To get from Birkenau death camp with its gas chambers and crematoria to Warsaw, we once again embarked the infamous trains on our way to Poland’s former capital. The 50 or so inmates in the freight car were guarded by two SS, and, in our case, one was a short Ukrainian-turned-Nazi who constantly threatened us with his gun. The other guard could have been a poster image of Hitler’s ideal of an Aryan about 6-foot-2, blue-eyed and blond. Every time the Ukrainian would threaten us, he spoke harshly to him and told us not to fear, that nothing would happen to us. But my greatest surprise came when the train stopped at a station.  The German guard left us to reappear a half-hour later loaded down with containers filled with coffee.

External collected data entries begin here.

PR #1267, opened 2021-08-20
Demote compare

robdockins:
Add primitives for computing value-level results from comparing number types.


lib/Cryptol.cry
```diff
@@ -192,6 +192,24 @@ demote = number`{val}
...
+ */
+primitive compareLt : { m : #, n : # } Bit
+
+/**
+ * Compare the given numeric types, returning
+ * 'True' when 'm <= n' and 'False' otherwise.
+ */
+primitive compareLeq : { m : #, n : # } Bit
+
 /**
```
yav, line 213: In the interest of keeping the number of primitives down, I wonder if it might be better to add a single `demoteNumeric` primitve?   Perhaps something like this:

Can you imagine that here in the midst of hatred, and of death, there was one righteous man, and in spite of being an SS, he was able to empathize with us and our condition? Should he have done these two acts, it would have been sufficient to call him righteous, but he went one step further. That same afternoon, the train stopped at another station, and as usual, he gathered all the pots and pans and came back in a half-an-hour, but before he gave anything, he profoundly apologized. He told us how sorry he was that he couldn’t bring us a hot drink because coffee seems to be available only before noon – the best he could do was to bring us water.

It was this event that reinforced in me a hope for the future. If an SS could become this concerned about us, surely there is hope to believe in the perfectibility of the human race – that is the ultimate of action of a person committed to tikkun olam [repairing the world]. I believe that such action brings about the idea of world and individual perfection that the prophets’ vision of the Messianic period that they called achrit hyamim [end of days] would be brought about.